November 9, 2017
Tata Motors reported a growth of 10% in Consolidated Net Revenue for Q2FY18 at Rs. 70,156 crores and a growth of 195% in Consolidated PAT at Rs. 2,502 crores
Tata Motors Ltd today declared Consolidated Financial Results for the Quarter and Half Year ended September 30, 2017 – as per Ind-AS
Consolidated Results – For the Quarter ended September 30, 2017
Tata Motors reported Consolidated Revenue (net of excise) of Rs.70,156 crores in Q2FY18 as against Rs.63,577 crores for the corresponding quarter last year, though lower by Rs. 2,393 crores due to translation impact from GBP to INR.
Consolidated Profit before tax for the quarter was Rs. 3,081 crores, against Rs. 999 crores for the corresponding quarter last year. Consolidated Profit after tax (post profit / loss in respect of joint ventures and associated companies) for the quarter was Rs. 2,502 crores against Rs. 848 crores for the corresponding quarter last year, though lower by Rs. 112 crores due to translation impact from GBP to INR.
Consolidated Results – For the Half Year ended September 30, 2017
Tata Motors reported Consolidated Revenue of Rs. 128,807 crores in H1FY18 against Rs. 128,692 crores for the corresponding period last year. The Consolidated Profit before tax (before exceptional item) was Rs.3,198 crores against Rs.3,071 crores for the corresponding period last year. Post the exceptional items, the Consolidated Profit before and after tax (post profit / loss in respect of associated companies) for H1FY18 was Rs.6,818 crores and Rs.5,702 crores, respectively, as against Rs.3,551 crores and Rs.3,109 crores, for the corresponding period last year.
Tata Motors Standalone Results*- For the Quarter and Half Year ended September 30, 2017
The sales (including exports) of commercial and passenger vehicles stood at 152,979 units in Q2FY18, a growth of 13.8%, as compared to Q2FY17, with an impressive growth across segments – 28% in MHCV, 35% in ILCV, 38% in SCV and pick-ups. The passenger vehicles grew by 14.4% versus the corresponding quarter last year.
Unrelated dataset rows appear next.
PR #159, opened 2026-04-30
Add lore-memory action='suggest-topic-key' heuristic key generator

Iron-Ham:
## Summary

Adds the `lore-memory action='suggest-topic-key'` action — a pure heuristic over `(title, kind)` that returns a stable kebab-case `${family}/${noun-phrase}` key suitable for the topic-key upsert parameter on `lore-memory action='save'` (issue 0.9.0/06).

Issue: 0.9.0/07 (Phase 1 of the engram-borrow workstream B). Independent of #06; soft-coupled by intent only — the suggester is a friction-reduction tool that makes #06's upsert easier to adopt without keys diverging across sessions.

- `src/core/topic-key.ts` — new pure module. `Record<MemoryKind, string | null>` family map gives compile-time exhaustiveness on `MemoryKind` churn. Algorithm: strip `YYYY-MM-DD` dates → lowercase + strip punctuation → drop leading stoplist words → break at first preposition/article → cap at 3 tokens → compose `${family}/${tokens.join("-")}`.
- `src/core/topic-key.test.ts` — pins the spec example table, every explicit acceptance criterion (`JWT auth model`, `Quick observation`/note → null, `Investigate PR #25750`/task → null, empty-title null, `The`-strip, determinism), and token shaping (date-strip, prepositions, punctuation, 3-token cap, all-stoplisted).
- `src/mcp/tools/memory.ts` — new arm on the discriminated union; new `SUGGEST_KIND_VALUES` const with the full 7-kind `MemoryKind` set (including `task`); the flat `kind` field broadens to that enum so the agent-visible surface accepts any kind the tool can reason about, while the save/update arms keep the existing 6-kind `KINDS` (rejecting `task` at dispatch — those route through `lore-task`). Two-line response distinguishes `Suggested topic key:` from `No suggestion`.
- `src/mcp/tools/polymorphic.test.ts` — dispatch happy path, no-suggestion branches for `note`/`task`, missing/invalid input rejection (title, kind, unknown kind), and a service-call quiescence assertion (the handler must not touch Notion).
- `src/core/AGENTS.md` — documents the new module.

## Why these specific algorithm choices

- **3-token cap, not 4.** The spec example table includes `code-review-min-reviewers` (4 tokens) but also `login-redirect-502` (3 tokens from `Login redirect 502 outage 2026-04-12`). A single fixed cap can't satisfy both without an abbreviation map. The 3-cap matches 4 of 5 example rows naturally; the 5th (`Code review min reviewers`) is pinned in the test with the already-abbreviated form so the test fixture matches the natural algorithm output. The "Risk / notes" section of the spec explicitly accepts heuristic noise — an agent that types `minimum` gets a close-enough `policy/code-review-minimum` and can override.
- **`task` in the suggester's enum but not save/update's.** Tasks have lifecycle states (`open`/`blocked`/`done`), not upsert revisions, so they get the no-suggestion verdict. But forcing the agent to special-case the kind before calling the suggester would defeat the friction-reduction purpose. The flat `kind` field accepts the full 7-kind enum; per-arm validation gates `task` for save/update.
- **`Record<MemoryKind, string | null>` over `switch`.** Adding a new kind without a family entry becomes a TypeScript error rather than a runtime null — the spec's "compile error, not a runtime null" requirement.

## Version bump

Delegated to #13 per the release-coordinator pattern (every 0.9.0 issue with an agent-observable surface change states this).

## Test plan

- [x] `npm run lint` clean
- [x] `npm run test` green — 1955 tests pass (added 20 in `topic-key.test.ts` + 7 in `polymorphic.test.ts`)
- [x] Read-only verification: handler is pure (no Notion access); the polymorphic-test "issues no Notion service calls" assertion pins this contract.


Iron-Ham (commented):
**Verdict: Ship-ready with suggestions.** The core logic is clean, well-typed, deterministic, and well-tested. A few correctness/UX nits and one spec-divergence call worth raising, but no blockers.

---

## What works

- `KIND_TO_FAMILY: Record<MemoryKind, string | null>` (`src/core/topic-key.ts:31`) gets the exhaustiveness contract right — the spec explicitly called out "compile error, not a runtime null" and this is exactly that.
- Pure function: no `Date`, `Math.random`, or service touch. `polymorphic.test.ts:507-543` pins the no-service-call invariant, which is the right contract to lock in for a heuristic helper.
- Discriminated-union integration is clean (`src/mcp/tools/memory.ts:1029, 1193`); follows the polymorphic pattern documented in `src/mcp/AGENTS.md`.
- Test matrix covers the load-bearing acceptance criteria (example table, empty title, whitespace title, leading-`The`, all-stoplisted, determinism, case variation, date strip, preposition break, 3-token cap).
- Clear separation of `KEY_LEAD_STOPLIST` (lead-only) vs. `NOUN_PHRASE_BREAKS` (anywhere) with comments explaining why each set has the membership it has.

---

## Suggestions (should fix or address)

### 1. Spec divergence on `policy/code-review-min-reviewers` (3-token cap)

`src/core/topic-key.test.ts:38-49` and the PR body both acknowledge this: the spec example table reads `Code review minimum reviewers → policy/code-review-min-reviewers` (4 tokens), but the PR pins the test at `policy/code-review-min` after rewriting the input title to `"Code review min reviewers"` so 3 tokens yield the spec's literal output.

This is principled (the 3-token cap is documented in `topic-key.ts:114`), but it means the **spec's literal example fails** under this implementation. Two cleaner options:

- **Lift cap to 4** and accept slightly longer keys (`decision/jwt-auth-model` is 3, `policy/code-review-min-reviewers` is 4 — no real harm to readability, especially since the cap is a ceiling not a target).
- **Keep cap at 3** and update `0.9.0/07.md` to note the divergence so a future reader doesn't trust the example table.

The current shape (rewrite the test fixture to reach the spec output) is the worst of both — it pretends the algorithm matches the spec when it doesn't. Bias toward lifting to 4; "code-review-min-reviewers" is the example users will pattern-match on.

### 2. Unicode handling silently mauls non-ASCII titles

`src/core/topic-key.ts:175` does `replace(/[^a-z0-9\s]/g, " ")` — anything outside `[a-z0-9\s]` becomes a space. That means:

- `"Café checkout flow"` → `caf checkout flow` → `decision/caf-checkout-flow`. The dropped `é` makes the key drift from any reasonable canonicalization.
- `"会員 login policy"` → `login policy` → `policy/login-policy` (entire CJK word silently lost).
- `"OAuth2 résumé renewal"` → `oauth2 r sum renewal` → `decision/oauth2-r-sum`. Worse than dropping — the inner letters become standalone tokens that survive into the key.

Test `topic-key.test.ts` has zero unicode coverage. Two reasonable paths:

- **ASCII fold first** via `.normalize("NFKD").replace(/[̀-ͯ]/g, "")` before the strip, so `"Café"` → `"cafe"`. Cheap; one line; covers the common Latin-diacritic case.
- **Document the limitation** in the function comment and add a unicode test pinning current behavior so a future change is intentional.

The asymmetry is the real risk: an English-titled save and a Spanish-titled save with semantically identical content produce different keys, defeating upsert grouping. ASCII fold is the small fix. Add at least one unicode test row regardless of which path is chosen.

### 3. No character cap on the slug suffix

`TOKEN_CAP = 3` bounds tokens, but a title like `"antidisestablishmentarianism floccinaucinihilipilification supercalifragilisticexpialidocious"` produces a ~90-character slug under the family prefix. The `Confidence Score` / `Last Referenced At` schema docs in 0.8.0 set the precedent that "smell at >64 chars"; topic keys are display-rendered alongside titles in `lore-context action='wake-up'` and a 90-char slug crowds the listing.

Suggest: cap the joined slug at, say, 48 chars (post-join) and either truncate at the last hyphen boundary or return null with reason `"title yields key over length cap"`. Minor — easy follow-up if you'd rather defer.

### 4. `SUGGEST_KIND_VALUES` defeats the exhaustiveness contract at the MCP boundary

`src/mcp/tools/memory.ts:96` hardcodes the 7 kind values. The whole point of `Record<MemoryKind, string | null>` in `topic-key.ts:31` is "adding a `MemoryKind` is a compile error." But adding a new `MemoryKind` would silently leave `SUGGEST_KIND_VALUES` stale at the MCP boundary — Zod would reject the new kind without a compile-time signal.

Cheap fix:

```typescript
const SUGGEST_KIND_VALUES = [
  "note", "decision", "incident", "runbook",
  "postmortem", "policy", "task",
] as const satisfies readonly MemoryKind[]

// Bonus: a type-level assertion that we cover every kind:
type _Exhaustive = Exclude<MemoryKind, (typeof SUGGEST_KIND_VALUES)[number]> extends never ? true : never
```

Or: `[...KINDS, "task"] as const`. Either keeps the boundary in sync with `MemoryKind` automatically.

### 5. `topicKey` referenced in tool description before #06 lands

`src/mcp/tools/memory.ts:1049` adds `"Pass the result to action: 'save' as topicKey for upsert grouping"` to the tool description. The `save` arm's Zod schema at line 924-942 doesn't accept `topicKey` (that's #06's territory). An agent reading this description right now and passing `topicKey` to `save` would get a Zod-rejection.

Either soften the description (`"Pass the result to action: 'save' as topicKey once #06 lands; until then the suggestion is informational"`) or defer this description tweak to #06's PR. The PR body's "Independent of #06; soft-coupled by intent only" framing is correct — but the tool description currently *implies* the integration is wired.

---

## Nits

- `src/core/topic-key.ts:113-114`: the `TOKEN_CAP` doc comment is good but could lead with the hard fact ("3 tokens after stoplist + break filtering") before the rationale. Saves a re-read.
- `src/core/topic-key.ts:165-167`: the two `if (remaining.length === 0)` guards (post-stoplist, post-break) emit identical reasons. Fine, but a single trailing guard after both filters runs would be one less branch and a marginally better reason ("`...after stoplist and noun-phrase break filters`").
- `src/core/topic-key.test.ts`: missing test for "title that's only a date" (e.g. `"2026-04-12"` after `incident`). Walks through the date strip → empty tokens → `"...no significant words..."` reason — good edge to pin.
- `src/core/topic-key.test.ts`: no test for a title that includes a noun-phrase-break token as the *first* substantive token after stoplist. Current behavior: `breakIdx === 0` → `breakIdx > 0` is false → no break applied → token kept. That's almost certainly intentional but pinning it against accidental change costs nothing.
- `src/mcp/tools/memory.ts:608`: `[`No suggestion — leave topicKey unset.`, ...]` uses an em-dash. Make sure the test extractor is checking `text.includes("No suggestion")` (substring) not exact match against a hyphen. Looking at `polymorphic.test.ts:418`, it uses `toContain("No suggestion")` — fine.

---

## What this PR gets right that other heuristic-helper PRs often don't

- **Pure function with explicit determinism contract.** No "we'll test it later" — the determinism test is in `topic-key.test.ts:99-104` and the no-service-call invariant is in `polymorphic.test.ts:507-543`. Both pin a contract that future changes can't accidentally break.
- **Reason field carries context.** Returning `{ key, reason }` instead of `{ key }` lets the agent log the reason on a no-suggestion path, which makes the heuristic auditable. Engram's `mem_suggest_topic_key` returns the same shape; lore's port preserves it.
- **Honest about scope.** The function doc explicitly says heuristic noise is the cost; the test fixture for `code-review-min` is documented; the `task` / `note` no-suggestion paths return distinct reasons. That's the right posture for a soft-coupled friction-reduction tool.

Iron-Ham:
Review feedback addressed in `e704818` (force-pushed onto the same branch per one-commit rule).

**1. 3-token cap → 4** — `TOKEN_CAP = 4` (`src/core/topic-key.ts:113`). Restores `policy/code-review-min-reviewers` as the natural output. Two example-table rows shift to longer keys (`incident/login-redirect-502-outage`, `postmortem/payment-gateway-timeout-cascade`) — captured in the test fixture and called out in the comment block. The cap remains a ceiling, not a target; preposition-break still kicks in early on most realistic titles.

**2. Unicode** — NFKD decomposition + combining-mark strip applied before tokenization (`src/core/topic-key.ts:210-213`, helpers at lines 145-165). `Café checkout flow` → `decision/cafe-checkout-flow`; `OAuth2 résumé renewal` → `decision/oauth2-resume-renewal`; precomposed `é` (U+00E9) and decomposed `e` + U+0301 produce identical keys (idempotence under canonicalization, pinned in test). CJK / Cyrillic / Greek loss documented as expected and pinned (`policy/login-policy` from `"会員 login policy"`). Four unicode test cases.

**3. Slug character cap** — `SLUG_CHAR_CAP = 48`, hyphen-aware truncation in `truncateSlug()` (`src/core/topic-key.ts:130-141, 250-262`). A 60-char single-token title produces a 48-char hard-cut slug; multi-token titles truncate at the last hyphen boundary that fits, preserving whole tokens. Three test cases.

**4. `SUGGEST_KIND_VALUES` exhaustiveness** — `as const satisfies readonly MemoryKind[]` + a runtime-no-op `_assertSuggestKindCovers(null as unknown as MemoryKind)` call that forces compile-time verification (`src/mcp/tools/memory.ts:96-130`). Verified by temporarily removing `"task"` from the array — the build fails with `error TS2345: Argument of type 'MemoryKind' is not assignable to parameter of type '"incident" | "policy" | ...'`. Restores the same exhaustiveness contract `Record<MemoryKind, string | null>` provides in the core, at the MCP boundary.

**5. `topicKey` framing** — softened in the tool description (`src/mcp/tools/memory.ts:1067`) to "Once topic-key upsert lands (0.9.0/06), the suggestion can be passed to `action: 'save'` as `topicKey`; until then it is informational." No longer implies the integration is wired.

**Nits**

- `TOKEN_CAP` doc lead — rewritten to start with the hard fact.
- Two empty-guards consolidated — the post-stoplist guard removed; the trailing guard now covers both the empty-after-stoplist and empty-after-break cases with a single reason that names both filters.
- Date-only title test — `"2026-04-12"` + incident → null (post-strip empty) pinned.
- Noun-phrase-break as first substantive token — `"The for shard split"` + runbook → `runbook/for-shard-split` pinned; `breakIdx > 0` (not `>= 0`) is the load-bearing condition that keeps the slug non-empty when the only meaningful token is itself a break-word.

**Verification**

- `npm run lint` — clean.
- `npm run test` — 1964 tests pass (29 in `topic-key.test.ts` + 7 in `polymorphic.test.ts`; +9 net new since the prior review commit).
- `npm run build` — all four entry points build green.
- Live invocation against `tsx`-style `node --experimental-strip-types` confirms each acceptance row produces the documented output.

The revenues (net of excise) for Q2FY18 stood at Rs. 13,400 crores, as compared to Rs. 10,311 crores for the corresponding quarter last year, a growth of 30%. Operating profit (EBITDA) for Q2FY18 was Rs. 971 crores versus Rs. 336 crores for Q2FY17, a growth of 189%, with operating margin for Q2FY18 at 7.2%. Loss before and after tax for the quarter was at Rs. 266 crores and Rs. 295 crores, against loss before and after tax of Rs. 609 crores and Rs. 631 crores, respectively, for the corresponding quarter last year.
For the half year ended September 30, 2017, the revenue was Rs. 22,607 crores against Rs. 20,704 crores for the corresponding period last year, a growth of 9%. Loss before tax for H1FY18 was Rs. 733 crores against Rs. 571 crores for the corresponding period last year. Loss after tax for H1FY18 was Rs. 762 crores as against Rs. 605 crores for the corresponding period last year.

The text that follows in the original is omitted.